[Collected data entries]
PR #223, opened 2022-04-25
Use better strategy for serializing ±inf/nan in serializeFloat function.

MaximumADHD:
The `tonumber` function handles "inf", "-inf", and "nan" correctly. Numbers passed into `tonumber` just return themselves.
As such, it should be reasonable to use the constants derived from `tostring` to serialize those values into JSON.

### DIFF
--- a/rbx_dom_lua/src/EncodedValue.lua
+++ b/rbx_dom_lua/src/EncodedValue.lua
@@ -11,13 +11,11 @@ local function unpackDecoder(f)
 end
 
 local function serializeFloat(value)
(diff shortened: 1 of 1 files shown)


LPGhatguy:
This PR is only half of the protocol. Encoding from rbx_types (like with the Rojo server) still won't produce strings, so this code will never see strings to decode.

Even so, I'm not sure this is the best approach for solving this problem. A little while back, there was some investment into implementing MessagePack in Luau. Using another format that supports infinity and NaN would be better than introducing strings into JSON to encode the missing values.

### PROBLEM DETAILS
Each line above needs to be output again, exactly as shown.

### RESPONSE BOX
PR #223, opened 2022-04-25
Use better strategy for serializing ±inf/nan in serializeFloat function.

MaximumADHD:
The `tonumber` function handles "inf", "-inf", and "nan" correctly. Numbers passed into `tonumber` just return themselves.
As such, it should be reasonable to use the constants derived from `tostring` to serialize those values into JSON.

### DIFF
--- a/rbx_dom_lua/src/EncodedValue.lua
+++ b/rbx_dom_lua/src/EncodedValue.lua
@@ -11,13 +11,11 @@ local function unpackDecoder(f)
 end
 
 local function serializeFloat(value)
(diff shortened: 1 of 1 files shown)


LPGhatguy:
This PR is only half of the protocol. Encoding from rbx_types (like with the Rojo server) still won't produce strings, so this code will never see strings to decode.

Even so, I'm not sure this is the best approach for solving this problem. A little while back, there was some investment into implementing MessagePack in Luau. Using another format that supports infinity and NaN would be better than introducing strings into JSON to encode the missing values.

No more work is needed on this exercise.